→ Input for this task
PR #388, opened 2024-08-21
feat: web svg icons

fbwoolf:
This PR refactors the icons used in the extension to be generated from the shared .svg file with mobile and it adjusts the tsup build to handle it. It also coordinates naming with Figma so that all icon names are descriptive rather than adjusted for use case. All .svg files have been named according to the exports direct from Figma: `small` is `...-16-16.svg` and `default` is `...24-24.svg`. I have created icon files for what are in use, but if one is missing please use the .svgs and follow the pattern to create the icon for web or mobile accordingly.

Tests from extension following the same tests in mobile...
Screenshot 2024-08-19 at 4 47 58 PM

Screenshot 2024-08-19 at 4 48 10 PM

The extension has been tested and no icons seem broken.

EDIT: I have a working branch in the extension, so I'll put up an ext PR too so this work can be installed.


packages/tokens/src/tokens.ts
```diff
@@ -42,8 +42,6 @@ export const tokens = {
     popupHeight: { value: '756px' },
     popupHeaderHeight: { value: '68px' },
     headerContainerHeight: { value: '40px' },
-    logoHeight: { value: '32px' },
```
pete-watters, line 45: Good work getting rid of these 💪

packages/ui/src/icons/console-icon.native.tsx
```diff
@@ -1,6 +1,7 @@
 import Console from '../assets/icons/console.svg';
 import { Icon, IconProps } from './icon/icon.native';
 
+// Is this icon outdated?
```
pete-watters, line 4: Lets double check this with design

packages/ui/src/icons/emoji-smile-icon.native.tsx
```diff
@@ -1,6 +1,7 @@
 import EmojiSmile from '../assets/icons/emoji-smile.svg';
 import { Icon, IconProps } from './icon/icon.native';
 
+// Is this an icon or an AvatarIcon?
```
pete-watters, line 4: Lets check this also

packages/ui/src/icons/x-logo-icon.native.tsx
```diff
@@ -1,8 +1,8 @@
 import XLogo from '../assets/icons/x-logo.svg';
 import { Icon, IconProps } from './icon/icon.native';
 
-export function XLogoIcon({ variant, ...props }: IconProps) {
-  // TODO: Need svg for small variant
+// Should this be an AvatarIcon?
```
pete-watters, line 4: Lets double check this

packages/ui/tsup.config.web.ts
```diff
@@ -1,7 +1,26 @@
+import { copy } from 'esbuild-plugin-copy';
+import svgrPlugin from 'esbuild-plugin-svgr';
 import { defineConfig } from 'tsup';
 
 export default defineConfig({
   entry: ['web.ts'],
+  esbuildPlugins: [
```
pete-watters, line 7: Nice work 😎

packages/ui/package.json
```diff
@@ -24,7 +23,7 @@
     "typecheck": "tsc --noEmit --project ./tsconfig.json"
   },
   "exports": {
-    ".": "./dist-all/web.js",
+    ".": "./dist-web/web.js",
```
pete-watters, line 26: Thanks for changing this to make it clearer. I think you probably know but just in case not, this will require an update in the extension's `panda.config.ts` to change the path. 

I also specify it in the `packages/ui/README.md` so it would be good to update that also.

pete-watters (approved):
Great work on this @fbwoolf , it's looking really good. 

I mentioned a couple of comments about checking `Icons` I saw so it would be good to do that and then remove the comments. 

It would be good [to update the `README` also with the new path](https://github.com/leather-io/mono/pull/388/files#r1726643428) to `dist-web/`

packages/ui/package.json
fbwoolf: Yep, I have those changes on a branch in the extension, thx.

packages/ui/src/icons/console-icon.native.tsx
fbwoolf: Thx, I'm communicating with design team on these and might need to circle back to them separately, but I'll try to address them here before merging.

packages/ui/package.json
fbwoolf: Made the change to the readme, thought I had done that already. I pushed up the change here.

...

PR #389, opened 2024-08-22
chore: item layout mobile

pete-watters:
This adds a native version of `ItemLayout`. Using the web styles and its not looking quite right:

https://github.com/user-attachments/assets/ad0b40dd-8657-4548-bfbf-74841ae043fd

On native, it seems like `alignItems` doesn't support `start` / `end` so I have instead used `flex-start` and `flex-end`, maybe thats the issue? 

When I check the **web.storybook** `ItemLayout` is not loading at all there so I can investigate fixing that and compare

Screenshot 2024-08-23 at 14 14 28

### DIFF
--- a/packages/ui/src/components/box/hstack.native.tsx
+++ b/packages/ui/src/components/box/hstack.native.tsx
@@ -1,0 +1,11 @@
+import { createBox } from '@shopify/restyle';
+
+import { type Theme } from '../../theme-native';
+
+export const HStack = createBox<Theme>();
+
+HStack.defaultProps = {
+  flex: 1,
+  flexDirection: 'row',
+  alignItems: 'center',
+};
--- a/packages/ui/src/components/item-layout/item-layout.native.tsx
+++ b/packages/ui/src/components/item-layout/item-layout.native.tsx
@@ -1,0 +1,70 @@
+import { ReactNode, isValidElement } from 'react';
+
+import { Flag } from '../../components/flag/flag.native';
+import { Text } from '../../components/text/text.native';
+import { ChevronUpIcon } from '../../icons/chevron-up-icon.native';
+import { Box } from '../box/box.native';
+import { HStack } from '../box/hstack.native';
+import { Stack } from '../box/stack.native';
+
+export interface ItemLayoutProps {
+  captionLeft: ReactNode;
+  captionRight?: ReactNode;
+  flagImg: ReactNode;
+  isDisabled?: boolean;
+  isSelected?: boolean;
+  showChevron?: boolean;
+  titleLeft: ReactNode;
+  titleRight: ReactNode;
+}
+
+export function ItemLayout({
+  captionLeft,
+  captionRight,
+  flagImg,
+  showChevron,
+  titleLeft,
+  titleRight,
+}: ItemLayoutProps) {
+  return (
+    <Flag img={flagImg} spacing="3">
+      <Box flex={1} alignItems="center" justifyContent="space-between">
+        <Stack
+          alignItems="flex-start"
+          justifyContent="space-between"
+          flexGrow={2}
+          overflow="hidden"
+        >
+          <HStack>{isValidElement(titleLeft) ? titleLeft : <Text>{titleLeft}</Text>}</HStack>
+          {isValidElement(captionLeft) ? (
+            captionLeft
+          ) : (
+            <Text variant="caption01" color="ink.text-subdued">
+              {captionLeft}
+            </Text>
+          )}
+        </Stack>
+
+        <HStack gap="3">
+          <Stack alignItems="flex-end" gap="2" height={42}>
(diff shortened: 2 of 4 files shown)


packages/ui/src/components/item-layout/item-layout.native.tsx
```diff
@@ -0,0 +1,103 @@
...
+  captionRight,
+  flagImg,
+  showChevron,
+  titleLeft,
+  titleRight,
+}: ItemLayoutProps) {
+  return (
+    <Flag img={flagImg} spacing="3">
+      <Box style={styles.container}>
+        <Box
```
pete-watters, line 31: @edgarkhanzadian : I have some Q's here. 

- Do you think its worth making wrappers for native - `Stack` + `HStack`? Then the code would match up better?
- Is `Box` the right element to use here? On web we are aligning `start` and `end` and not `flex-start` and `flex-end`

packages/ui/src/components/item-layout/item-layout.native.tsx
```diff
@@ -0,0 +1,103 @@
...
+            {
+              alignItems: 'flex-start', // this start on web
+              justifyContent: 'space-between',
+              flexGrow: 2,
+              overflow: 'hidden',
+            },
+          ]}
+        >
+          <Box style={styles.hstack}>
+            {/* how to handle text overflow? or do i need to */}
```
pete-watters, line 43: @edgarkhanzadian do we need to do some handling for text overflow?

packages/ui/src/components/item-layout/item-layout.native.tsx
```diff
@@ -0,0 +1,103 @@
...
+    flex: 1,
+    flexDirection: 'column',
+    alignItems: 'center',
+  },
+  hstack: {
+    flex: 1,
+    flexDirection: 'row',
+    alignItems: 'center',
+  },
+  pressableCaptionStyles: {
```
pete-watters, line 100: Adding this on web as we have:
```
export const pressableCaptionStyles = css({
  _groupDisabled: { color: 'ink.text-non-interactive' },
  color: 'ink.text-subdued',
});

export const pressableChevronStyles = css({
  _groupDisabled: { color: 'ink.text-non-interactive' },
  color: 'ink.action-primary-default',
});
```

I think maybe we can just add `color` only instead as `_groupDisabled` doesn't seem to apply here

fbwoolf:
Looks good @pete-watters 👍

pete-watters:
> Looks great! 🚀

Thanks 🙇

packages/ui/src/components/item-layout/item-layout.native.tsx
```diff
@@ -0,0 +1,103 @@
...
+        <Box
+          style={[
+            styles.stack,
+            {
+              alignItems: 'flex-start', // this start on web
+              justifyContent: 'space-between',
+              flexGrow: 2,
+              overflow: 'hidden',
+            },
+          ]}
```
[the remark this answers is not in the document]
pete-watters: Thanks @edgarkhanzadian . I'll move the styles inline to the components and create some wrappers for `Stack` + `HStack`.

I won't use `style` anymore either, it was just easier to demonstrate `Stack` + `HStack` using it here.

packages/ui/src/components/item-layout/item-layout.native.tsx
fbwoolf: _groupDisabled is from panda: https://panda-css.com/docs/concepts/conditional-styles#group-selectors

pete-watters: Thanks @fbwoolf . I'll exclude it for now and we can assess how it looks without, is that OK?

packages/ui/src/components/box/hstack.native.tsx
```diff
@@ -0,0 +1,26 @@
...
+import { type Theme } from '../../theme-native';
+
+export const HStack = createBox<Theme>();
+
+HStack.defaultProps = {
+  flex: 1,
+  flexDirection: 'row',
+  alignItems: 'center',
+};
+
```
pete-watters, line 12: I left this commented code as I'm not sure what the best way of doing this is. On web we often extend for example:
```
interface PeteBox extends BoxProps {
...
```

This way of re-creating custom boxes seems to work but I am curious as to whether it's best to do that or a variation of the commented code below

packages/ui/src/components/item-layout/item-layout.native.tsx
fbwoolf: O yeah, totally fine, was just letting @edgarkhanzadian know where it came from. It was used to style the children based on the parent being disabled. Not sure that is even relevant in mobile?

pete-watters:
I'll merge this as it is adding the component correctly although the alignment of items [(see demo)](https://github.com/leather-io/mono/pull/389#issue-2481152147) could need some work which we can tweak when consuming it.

...

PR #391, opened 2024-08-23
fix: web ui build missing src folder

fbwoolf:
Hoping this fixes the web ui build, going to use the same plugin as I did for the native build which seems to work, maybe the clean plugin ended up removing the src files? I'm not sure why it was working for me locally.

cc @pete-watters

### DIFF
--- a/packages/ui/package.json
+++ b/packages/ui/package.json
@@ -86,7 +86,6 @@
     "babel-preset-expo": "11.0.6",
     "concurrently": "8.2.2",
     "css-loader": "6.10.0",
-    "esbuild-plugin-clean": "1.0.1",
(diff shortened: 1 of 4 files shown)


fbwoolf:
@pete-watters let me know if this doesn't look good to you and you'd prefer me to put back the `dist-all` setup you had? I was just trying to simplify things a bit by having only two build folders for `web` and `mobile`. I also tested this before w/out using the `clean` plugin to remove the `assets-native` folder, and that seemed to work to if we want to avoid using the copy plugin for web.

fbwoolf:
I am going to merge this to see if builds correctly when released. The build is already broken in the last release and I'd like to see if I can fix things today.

→ Task description
Find every line above that contains the word "mono", and return each one.

→ Your response
It would be good [to update the `README` also with the new path](https://github.com/leather-io/mono/pull/388/files#r1726643428) to `dist-web/`
I'll merge this as it is adding the component correctly although the alignment of items [(see demo)](https://github.com/leather-io/mono/pull/389#issue-2481152147) could need some work which we can tweak when consuming it.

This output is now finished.